It is not what UCLA did on the primary day of the early signing period. And it is not what they did Wednesday in the February National Signing Day. It is what they did in between that has made this the best recruiting class, by far, in the Chip Kelly era. As we look at a UCLA Bruins recruiting review, how did they go from, “meh” to the best class in years?
UCLA Bruins Recruiting Review
The Bruins had an “ok” class by Wednesday afternoon of the early signing period back in December. They got four-star defensive end Quintin Somerville to sign. That put UCLA around the middle of the pack in the conference recruiting rankings and in the mid-40’s nationally. But as things started to quiet down after the early onslaught of activity, UCLA also got the commitment from 4-star athlete Devin Kirkwood of Serra High in Gardena. Even though the early signing period is three days long, by the afternoon of day one, the activity tends to slide off significantly. Not so for UCLA.
At the January high school All American Bowl virtual presentations, Tioalli Savea announced he had chosen UCLA. As has become a “thing” with some elite prep players, they want to sign in the early period to keep their spot with a team.
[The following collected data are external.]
PR #1268, opened 2026-06-11
Coalesce sparse leaf rewrites into packed replacement runs

cberner:
Ports the `codex/retain-owned-leaf-builder-prototype` run-coalescing onto the merged cursor machinery, generalized per review to both scan directions and to extract_if.

When removals leave a leaf below the merge threshold, the cursor used to merge it into a sibling one mutator call at a time, re-copying the accumulated survivors as the scan advanced across the parent. Now each consumed leaf's retained entries are buffered in owned memory and packed replacement leaves are spliced into the parent in a single update, freeing the originals.

Beyond the prototype:
- Runs work in both scan directions: buffered entries are kept in key order, so backward scans still emit leaves in key order.
- Runs apply to extract_if's deferred batches too: the buffers hold no page references, so they are safe with outstanding guards, and a range cursor splices its open run when the other end activates (park/close are the existing mutation boundaries).
- Only leaves left below the merge threshold join a run; the first leaf that stays healthy on its own ends it (its pending removals ride the splice). Runs never consume the dense tail, and the buffer is structurally bounded at roughly fanout x page_size / 3 plus one final leaf — no explicit byte cap needed (previously up to fanout x 1MiB transient heap on large-value tables).
- The cursor owns only run bookkeeping (which children, which direction, when to splice); all rewrite policy lives in the mutator's `replace_leaf_children`, next to `plan_leaf_delete`: entries that pack below the merge threshold absorb the same adjacent child `plan_leaf_delete` would merge with (skipping single-large-value neighbors), and the trailing two replacement leaves are divided with the same `build_split` used by ordinary inserts, preserving the same minimum-fill bound as single-key deletes (previously repeated bounded retains could decay leaves toward one entry each).
- Explicit poisoning: an error that interrupts removals already reported to the caller discards the cursor state, every later operation re-raises `StorageError::PreviousIo` (the storage layer has latched the underlying failure), and the transaction is poisoned. An extract iterator latches the first error and later calls keep re-raising it instead of continuing, so iteration cannot re-test entries through a stale range bound.

Benchmarks (1M entries, 24B/150B, committed data, interleaved with master): retain keep-half ~1.9x, retain keep-1-in-8 ~2.1x, and extract_from_if removing every other entry over a third of the keyspace improves a further ~1.8x on top of the cursor rework — matching the throughput of the eager whole-range-rebuild prototype while keeping lazy semantics and memory structurally bounded.

Verified: `just test` green (302 tests, including new regression tests for the sparse-boundary merge, descending-removal decay, and large-value runs), clean fuzz runs (including interleaved-direction extract ops that drive backward runs and park-time splices), and adversarial scenario tests (interior-band retain, alternating double-ended extract with held guards, oversized values).

Known follow-up: replacement leaves other than the balanced tail are packed completely full, which shifts cost to later inserts.

https://claude.ai/code/session_0112BvsuWfD2hRL6VNiLzyyt

### DIFF
--- a/CHANGELOG.md
+++ b/CHANGELOG.md
@@ -3,10 +3,12 @@
 ## 4.2.0 - 2026-XX-XX
 * Fix a crash during a transaction that grows the database file leaving the database permanently
   unopenable afterward.
-* Optimize `Table::retain()` and `Table::retain_in()`. Some benchmarks on large tables show a 25x speedup.
+* Optimize `Table::retain()` and `Table::retain_in()`. Some benchmarks on large tables show a 25-50x speedup.
 * Optimize `Table::extract_if()` and `Table::extract_from_if()`. Benchmarks on large tables show
-  a 1.6-4x speedup, depending on the fraction of entries extracted, and iterating the extract
+  a 2-4x speedup, depending on the fraction of entries extracted, and iterating the extract
   iterator from both ends no longer degrades the removal batching.
+* After the extract iterator returns an error, later calls keep returning an error instead of
+  continuing.
 * Add `Table::entry()` and the associated `Entry`, `OccupiedEntry`, and `VacantEntry`
   types, mirroring `std::collections::BTreeMap::entry`. Supports `or_insert`,
   `or_insert_with`, `or_insert_with_key`, `and_modify`, and the usual `OccupiedEntry`
--- a/src/table.rs
+++ b/src/table.rs
@@ -148,6 +148,11 @@ impl<'txn, K: Key + 'static, V: Value + 'static> Table<'txn, K, V> {
     ///
     /// Note: values not read from the iterator will not be removed
     ///
+    /// If the iterator returns an error, later calls keep returning an error
+    /// (the failure is not recoverable). Entries already yielded stay
+    /// removed; if finalizing their removal fails too, the write transaction
+    /// is poisoned and cannot be committed.
+    ///
     /// The predicate must not panic. If it panics, the write transaction is
     /// poisoned and [`crate::WriteTransaction::commit`] will return
     /// [`crate::CommitError::TransactionPoisoned`].
@@ -162,6 +167,11 @@ impl<'txn, K: Key + 'static, V: Value + 'static> Table<'txn, K, V> {
     /// `predicate` evaluates to `true` are returned in an iterator, and those which are read from the iterator are removed
     ///
     /// Note: values not read from the iterator will not be removed
+    ///
+    /// If the iterator returns an error, later calls keep returning an error
+    /// (the failure is not recoverable). Entries already yielded stay
+    /// removed; if finalizing their removal fails too, the write transaction
+    /// is poisoned and cannot be committed.
     ///
     /// The predicate must not panic. If it panics, the write transaction is
     /// poisoned and [`crate::WriteTransaction::commit`] will return
@@ -190,12 +200,12 @@ impl<'txn, K: Key + 'static, V: Value + 'static> Table<'txn, K, V> {
         predicate: F,
     ) -> Result {
         let mut panic_guard = RetainPanicGuard::new(self.transaction);
-        let mut lost_removals = false;
+        let mut poisoned = false;
         let result = self
             .tree
-            .retain_in::<K::SelfType<'_>, F>(predicate, .., &mut lost_removals);
+            .retain_in::<K::SelfType<'_>, F>(predicate, .., &mut poisoned);
         panic_guard.disarm();
-        if lost_removals {
+        if poisoned {
             self.transaction.poison();
         }
         result
@@ -217,10 +227,10 @@ impl<'txn, K: Key + 'static, V: Value + 'static> Table<'txn, K, V> {
         KR: Borrow<K::SelfType<'a>> + 'a,
     {
         let mut panic_guard = RetainPanicGuard::new(self.transaction);
-        let mut lost_removals = false;
-        let result = self.tree.retain_in(predicate, range, &mut lost_removals);
+        let mut poisoned = false;
+        let result = self.tree.retain_in(predicate, range, &mut poisoned);
         panic_guard.disarm();
-        if lost_removals {
+        if poisoned {
             self.transaction.poison();
         }
         result
@@ -660,7 +670,8 @@ impl<
     /// Entries already returned by the iterator remain removed, and unread
     /// entries are not tested by the predicate or removed. Dropping the iterator
     /// also closes it, but this method returns any error encountered while
-    /// finalizing the iterator.
+    /// finalizing the iterator, including when the iterator already closed
+    /// itself after an iteration error.
     pub fn close(mut self) -> Result {
         self.inner.close()
     }
@@ -675,9 +686,11 @@ impl<
     fn drop(&mut self) {
         // Entries already yielded may have removals pending; if a flush
         // failed the table would silently keep them, so poison the
-        // transaction instead of letting it commit.
-        let close_failed = self.inner.close().is_err() || self.inner.close_failed();
-        if (close_failed || self.inner.predicate_panicked())
+        // transaction instead of letting it commit. An iteration error
+        // alone must not poison: close_failed reports lost removals, and
+        // close() also re-raises after a cleanly finalized error.
+        let _ = self.inner.close();
+        if (self.inner.close_failed() || self.inner.predicate_panicked())
             && let Some(transaction) = self.poison_target
         {
             transaction.poison();
--- a/src/transactions.rs
+++ b/src/transactions.rs
@@ -1285,9 +1285,25 @@ impl WriteTransaction {
             };
             let mut system_tables = self.system_tables.lock().unwrap();
             let mut data_freed = system_tables.open_system_table(self, DATA_FREED_TABLE)?;
-            for entry in data_freed.extract_from_if(lower.., |_, _| true)? {
-                entry?;
+            let drain = || -> Result<(), StorageError> {
+                let mut iter = data_freed.extract_from_if(lower.., |_, _| true)?;
+                for entry in &mut iter {
+                    entry?;
+                }
+                // Defensive: exhaustion has already closed the iterator and
+                // surfaced any finalization error through the loop; this only
+                // keeps errors from being swallowed if the loop ever gains an
+                // early exit.
+                iter.close()
+            };
+            let result = drain();
+            if result.is_err() {
+                // The table tree root was already restored above, so a partial
+                // purge must not be committed. System-table extract iterators
+                // carry no poison target, so poison the transaction directly.
+                self.poison();
             }
+            result?;
             // No need to process the system freed table, because it only rolls forward
         }
 
--- a/src/tree_store/btree_cursor.rs
+++ b/src/tree_store/btree_cursor.rs
@@ -1,11 +1,14 @@
 use crate::AccessGuard;
-use crate::Result;
-use crate::tree_store::btree_base::{BRANCH, BranchAccessor, LEAF, LeafAccessor};
+use crate::tree_store::btree_base::{
+    BRANCH, BranchAccessor, LEAF, LeafAccessor, OwnedEntryBuffer, leaf_below_merge_threshold,
+    retained_after_removals,
+};
 use crate::tree_store::btree_iters::EntryGuard;
 use crate::tree_store::btree_mutator::MutateHelper;
 use crate::tree_store::page_store::{Page, PageHint, PageImpl};
 use crate::tree_store::{BtreeHeader, PageAllocator, PageNumber, PageResolver, PageTrackerPolicy};
 use crate::types::{Key, Value};
+use crate::{Result, StorageError};
 use std::cmp::Ordering;
 use std::collections::Bound;
 use std::collections::Bound::{Excluded, Included, Unbounded};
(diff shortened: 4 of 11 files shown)


CHANGELOG.md
```diff
@@ -2,6 +2,9 @@
 
 ## 4.2.0 - 2026-XX-XX
 * Optimize `Table::retain()` and `Table::retain_in()`. Some benchmarks on large tables show a 25x speedup.
+* Optimize `Table::retain()` and `Table::retain_in()` further for sparse retains: runs of underfull
+  leaves are now coalesced into packed replacement leaves in a single parent update, roughly
+  doubling sparse retain throughput.
```
cberner: Edit the previous row which is about this same function. No implementation details. Just the user facing impact

src/tree_store/btree_cursor.rs
```diff
@@ -543,21 +652,41 @@ impl<'a, 'b, K: Key + 'static, V: Value + 'static> CursorMut<'a, 'b, K, V> {
             if position.has_entry(direction) {
                 return Ok(true);
             }
+            if matches!(direction, Direction::Next) {
```
cberner: It seems suspect that this only handles one direction

src/tree_store/btree_cursor.rs
```diff
@@ -543,21 +652,41 @@ impl<'a, 'b, K: Key + 'static, V: Value + 'static> CursorMut<'a, 'b, K, V> {
...
             if !self.state.removed_indexes.is_empty() {
                 let resume_key = self
                     .flush_removed_entries(direction)?
                     .expect("pending removals exist");
-                let resume = match direction {
-                    Direction::Next => Position::After(resume_key.as_slice()),
-                    Direction::Previous => Position::Before(resume_key.as_slice()),
-                };
-                self.seek_to(resume)?;
+                self.seek_to(Position::Before(resume_key.as_slice()))?;
```
cberner: Hmm, why does this only handle one direction now?

CHANGELOG.md
cberner: Done — folded into the existing retain row as "25-50x speedup" with the implementation details dropped.

---

src/tree_store/btree_cursor.rs
cberner: Agreed, the forked control flow obscured the actual constraint. Restructured: both directions now go through the same close_current_leaf(direction)/advance_past_closed_leaf(direction) flow, and the forward-only rule is one explicit `run_eligible` condition with a comment. The underlying reason runs are forward-only: the only guard-free batching caller (retain) scans forward, and backward scans exist solely for extract's deferred batches, which carry guards and always rewrite directly — a debug_assert now pins that a run can never coexist with a backward close.

---

src/tree_store/btree_cursor.rs
cberner: Fixed along with the thread above — this arm no longer exists; ensure_has_entry is direction-uniform again and the run gating lives in close_current_leaf behind a single commented condition.

---

src/tree_store/btree_cursor.rs
```diff
@@ -226,6 +229,155 @@ struct Leaf {
...
+        };
+        for buffer in buffers {
+            for (key, value) in buffer.entries() {
+                if builder.would_split_with(key, value) {
+                    flush(&mut builder, leaves)?;
+                }
+                builder.push(key, value);
+            }
+        }
+        flush(&mut builder, leaves)
```
cberner: This doesn't seem right. We don't need an OwnedLeafBuilder here. It looks like could use the normal unowned one.

src/tree_store/btree_cursor.rs
```diff
@@ -226,6 +229,155 @@ struct Leaf {
...
+// foreign mutations; only the parent path captured at splice time must be
+// current. Runs grow in either scan direction.
+struct LeafRunRewrite {
+    parent_page: PageNumber,
+    direction: Direction,
+    // The parent's children consumed so far: a contiguous range extended
+    // upward by forward scans and downward by backward scans.
+    replaced_children: Range<usize>,
+    // One buffer per consumed leaf, in scan order.
+    leaf_buffers: Vec<OwnedEntryBuffer>,
```
cberner: Why are we buffering into a Vec of buffers? We should be buffering into an OwnedLeafBuilder I think

cberner: Done in 63d29af. I kept the `Vec<OwnedEntryBuffer>` (backward scans consume leaves in descending order but replacement leaves must be built ascending, so they're reordered at build time), added `would_split_with()` to `LeafBuilder`, and dropped `OwnedLeafBuilder` entirely — the build step now packs with the normal `LeafBuilder` borrowing directly from the buffers. Net −96 lines, and it removes a copy since `LeafBuilder` references the buffered bytes instead of `OwnedLeafBuilder` re-owning them. (`OwnedLeafBuilder` existed only because `LeafBuilder` couldn't emit a stream of full leaves; `would_split_with()` closes that gap.)

---

cberner: Updated in c181473 per your VecDeque suggestion: collapsed the `Vec<OwnedEntryBuffer>` into a single `OwnedEntryBuffer` whose `pairs` is a `VecDeque`. Forward scans `push_back`, backward scans `push_front` (iterating the leaf in reverse so its entries stay ascending at the front), so the buffer is always in final ascending order and the build step is now a flat single loop with no reversal. Benchmarked min-of-N (noisy box): retain8 285ms vs 310ms, retain2 726ms vs 790ms — no regression, marginally faster and more consistent. All tests + the both-direction stress pass; 45k fuzz runs clean.

---

cberner:
Addressed both open review comments in e5e500e (replying here because a pending review on the PR blocks in-thread replies):

- **"Is this clean unwinding code necessary?"** (build_replacement_leaves) — agreed, removed. Any error there poisons the cursor and the transaction, and rollback already reclaims every page allocated since the last commit, so the manual unwinding was redundant. The matching `free_pages` cleanup after a failed splice was redundant for the same reason and is deleted too.
- **"This should have a debug_assert! that the page was uncommitted"** — the `free_if_uncommitted` loop in question was part of that unwinding block and no longer exists.

e5e500e also folds in fixes from a deeper review pass: the run buffer is now capped at roughly one parent's worth of packed pages (fixes a fanout x value-size transient-memory blowup on large-value tables: 1.76s / +192MiB → sub-ms on a 200 x 1MiB retain), splices that would strand an under-threshold leaf absorb an adjacent sibling and rebalance the trailing two replacement leaves (restores the single-delete minimum-fill bound; a descending single-key retain pattern previously decayed to 31 leaf pages where master used 1), the run invariant debug_asserts are promoted to hard asserts, extract iterators fuse on the first error, and the split/merge-threshold policies are consolidated into shared helpers so the cursor and mutator cannot drift. New regression tests cover the sparse-boundary merge, descending-removal decay, and large-value cap.

---

src/tree_store/btree_cursor.rs
```diff
@@ -219,13 +228,230 @@ fn key_data<K: Key + 'static, V: Value + 'static>(leaf: &Leaf, position: usize)
...
+                let tail_healthy = !leaf_below_merge_threshold(
+                    len - division,
+                    second_bytes,
+                    fixed_key,
+                    fixed_value,
+                    page_size,
+                );
+                if first_fits && tail_healthy {
+                    plan.push((combined.start..combined.start + division, first_bytes));
+                    plan.push((combined.start + division..combined.end, second_bytes));
```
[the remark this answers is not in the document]
cberner: Done in 706c84c — added a `second_fits` check symmetric with `first_fits`, so the rebalanced boundaries are adopted only when both halves satisfy the split policy and the tail clears the merge threshold. I could not construct a violating case within the offset-arithmetic bounds of a valid greedy plan, but the extra condition uses values already computed and makes the invariant local rather than resting on that argument.

---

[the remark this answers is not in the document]
cberner: Superseded in 9d67efa: the hand-rolled midpoint rebalance (division walk, clamp, first_fits/second_fits/tail_healthy) is gone. When the greedy plan strands a sparse trailing page, the last two ranges are now rebuilt with the same `LeafBuilder::build_split()` used by ordinary inserts, which already handles the byte-midpoint division and u16::MAX pair clamping and allocates whatever page order each half needs — so the split policy can't be bypassed by construction.

---

src/tree_store/btree_cursor.rs
```diff
@@ -219,13 +228,186 @@ fn key_data<K: Key + 'static, V: Value + 'static>(leaf: &Leaf, position: usize)
...
+                &page_allocator,
+                &allocated,
+                range.len(),
+                fixed_key,
+                fixed_value,
+            );
+            for (key, value) in &entries[range.clone()] {
+                builder.push(key, value);
+            }
+            let (page1, split_key, page2) = builder.build_split()?;
```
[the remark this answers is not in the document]
cberner: This is the intended behavior, not a bypass: `build_split()` here is deliberately unguarded because it is the same canonical division the rest of the tree uses on identically-shaped input. The existing single-key delete path (btree_mutator.rs, `apply_child_deletion_result`) merges a below-merge-threshold leaf with a sibling that can be nearly full and calls `child_builder.build_split()` with no fit checks either — same envelope as here (one greedy-packed range that fits a page plus one below-threshold tail, since greedy would not have cut a combinable range). If a byte-midpoint half ever needs more than the nominal page size, `build_split` allocates a higher-order page, which is first-class in redb (the same thing happens today on that merge path and on insert overflow). Adding a fit guard here would make the run path stricter than the policy it is meant to match, and rejecting the split would just re-strand the sparse tail the rebalance exists to fix.

---

src/table.rs
```diff
@@ -148,6 +148,9 @@ impl<'txn, K: Key + 'static, V: Value + 'static> Table<'txn, K, V> {
     ///
     /// Note: values not read from the iterator will not be removed
     ///
+    /// If the iterator returns an error, it closes itself: subsequent calls
+    /// return `None`, and entries already yielded stay removed.
+    ///
```
cberner: This behavior is wrong. If the iterator returns an error, it should continue returning an error (unless the error is recoverable and the code implements that recovery)

src/table.rs
```diff
@@ -163,6 +166,9 @@ impl<'txn, K: Key + 'static, V: Value + 'static> Table<'txn, K, V> {
...
```
cberner: Same comment

cberner (commented):
The cursor splicing / leaf closing still has pretty complex heuristics. Possible to simplify it?

src/table.rs
cberner: Fixed in 2fba8db. The iterator now latches the error: later `next()`/`next_back()` calls return `Err(StorageError::PreviousIo)` instead of `None`. These errors are not recoverable — every error reachable on this path has latched the storage layer's io_failed flag, which already blocks commit — so re-raising is the honest contract. The docs here and the CHANGELOG entry are updated to match.

---

src/table.rs
cberner: Fixed together with the thread above (2fba8db) — both extract_if and extract_from_if share the same iterator, and its docs now describe the re-raising behavior.

---

cberner:
Re "the cursor splicing / leaf closing still has pretty complex heuristics" — simplified in 2fba8db by moving all of the rewrite policy out of the cursor and into the mutator, next to the code it must agree with:

- `replace_leaf_children` now takes the raw entry buffer and owns everything downstream: packing into full leaves, the balanced tail via `build_split`, and the sparse-result merge (it absorbs the same adjacent child `plan_leaf_delete` would merge with, skipping single large values). The cursor's `absorb_adjacent_sibling`, `build_replacement_leaves`, and the splice-time threshold gate are all deleted — `splice_run` is now just "drop the leaf ref, assert the parent matches, hand the buffer to the mutator".
- `close_current_leaf` is a single decision ladder with one splice exit: a leaf that would underfill joins the run (and the run splices when its parent runs out of children); a healthy leaf ends the run, its pending removals riding the splice; otherwise it's the ordinary flush/no-op.

So the cursor now contains only run bookkeeping (which contiguous children, which direction, when the run ends) and the heuristics — merge threshold, sibling choice, split policy — each exist in exactly one place, in the mutator, shared with the single-key delete path. Cursor is ~155 lines lighter; all tests, the adversarial scenarios, and fuzzing pass with retain/extract benchmarks unchanged.

---

CHANGELOG.md
```diff
@@ -3,10 +3,11 @@
...
 * Fix a crash during a transaction that grows the database file leaving the database permanently
   unopenable afterward.
-* Optimize `Table::retain()` and `Table::retain_in()`. Some benchmarks on large tables show a 25x speedup.
+* Optimize `Table::retain()` and `Table::retain_in()`. Some benchmarks on large tables show a 25-50x speedup.
 * Optimize `Table::extract_if()` and `Table::extract_from_if()`. Benchmarks on large tables show
-  a 1.6-4x speedup, depending on the fraction of entries extracted, and iterating the extract
-  iterator from both ends no longer degrades the removal batching.
+  a 2-4x speedup, depending on the fraction of entries extracted, and iterating the extract
+  iterator from both ends no longer degrades the removal batching. After the extract iterator
+  returns an error, later calls keep returning an error instead of continuing.
```
cberner: `After the extract iterator returns an error, later calls keep returning an error instead of continuing` should be in a separate bullet point

cberner: Done in 31dbaf8.

---

src/transactions.rs
```diff
@@ -1285,9 +1285,23 @@ impl WriteTransaction {
             };
             let mut system_tables = self.system_tables.lock().unwrap();
             let mut data_freed = system_tables.open_system_table(self, DATA_FREED_TABLE)?;
-            for entry in data_freed.extract_from_if(lower.., |_, _| true)? {
-                entry?;
+            let drain = || -> Result<(), StorageError> {
```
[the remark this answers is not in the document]
cberner: This compiles: the closure moves `lower` (a non-Copy `TransactionIdWithPagination`) into the `lower..` range expression, so it implements only `FnOnce`, and calling a once-used `FnOnce` closure through an immutable binding is by-value and legal. E0596 would only apply if the closure were `FnMut` (nothing moved). Verified empirically: the crate builds with `--deny warnings` and CI's coverage job has compiled this exact code on the last several pushes.

---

But they want the chance to make the announcement still on network television at the All American Bowl. Thus, the signing is kept under wraps. Getting Savea was another big boost for Kelly’s defense. The four-star recruit was one of the most highly regarded defensive ends still available in the country.
On that Wednesday of the early signing period, Kelly said he intended to keep some scholarships available to use with the transfer portal. He would not fill the 25-signee limit with the high school recruiting class. Frankly, any program not named Clemson or Alabama that is not utilizing the transfer portal like a free-agent talent pool, is choosing to lose more games than they need to.
The Biggest News
While Kelly is not prone to tipping his hand, it is unlikely even he imagined that the biggest boost from the transfer portal would be the players he already got from it. All four grad transfers from the 2020 roster announced over the next week that they would return for a sixth season. It was news that is virtually unprecedented in the national landscape. The NCAA had deemed the season a “freebie” for anyone who played through the COVID chaos. As a result, there would be no loss of a year’s eligibility. The return of running back Brittain Brown, offensive lineman Paul Grattan, defensive back Obi Eboh, and defensive back Qwuantrezz Knight is as big if not bigger than the recruiting tallies of the early signing period. It gives the Bruins a depth of experience they have yet to have in the last four years.
From there it was on to the transfer portal as Kelly had intended. With the return of the four grad transfers, it changed the look of what was needed. When it comes to the transfer portal, the biggest part of the strategy is to get the best player you can who fills an immediate need. If you can get one that has multiple years of eligibility left, all the better.
Kelly got to the list of available players and got commitments from former Texas A&M receiver Kam Brown. He was a four-star recruit when he went to College Station. But Brown saw little playing time in the Jimbo Fisher offensive scheme. He managed only seven receptions in two seasons. He joins a crowded UCLA receivers’ room as he is immediately eligible. Brown has four years left to play three.
More Transfer Help
Speaking of crowded rooms, the Bruins also added another quarterback in Washington transfer Ethan Garbers. He was a four-star recruit in last year’s signing class and rated as the #4 pro style quarterback in the country. There is great irony in getting another quarterback transfer from Washington. The one from the year before, Colson Yankoff, is now a receiver. Garber’s eligibility status is unclear at this point, but it is likely he will have to sit a year. With the 2020 season being a free one from the NCAA, he technically has not used any eligibility yet.
UCLA also got a transfer commitment from Cameron Johnson. He was a four-year player (two-year starter), at North Texas. He would come to UCLA as a grad transfer. The 5-11 defensive back has good ball instincts and can player either corner or safety. As a grad transfer, he would be immediately eligible. He adds much needed depth to a defense that was 114th in the country in passing yards given up per game.
The Big Late Get
Then came the news late last week that former four-star recruit, running back Zach Charbonnet, would be leaving Michigan to return home to Southern California and play for UCLA. Charbonnet was regarded as the #4 running back in the country coming out of Oaks Christian in 2019. He became the first freshman to start at running back at Michigan in more than 60 years. He finished that year with more than 700 yards rushing. Last season he was supplanted by Hassan Haskins and had only 19 carries for 124 yards.
Using the 2020 free year granted by the NCAA would give Charbonnet four years to play three. The UCLA running back is long, particularly with the return of Brown. It is entirely likely that some on the long list will not still be around when the season starts in the Fall. The transfer portal door swings both ways. But Charbonnet adds instant big game impact capabilities, along with Brown.
College recruiting used to a year-round part of the job. The portal, and what amounts to free agency in college football, makes it a 24-hour a day part of the job. In the last six weeks, Kelly has given himself a team with more depth and more experience than any he has had previously in Westwood. Now the key is to make it work on the field.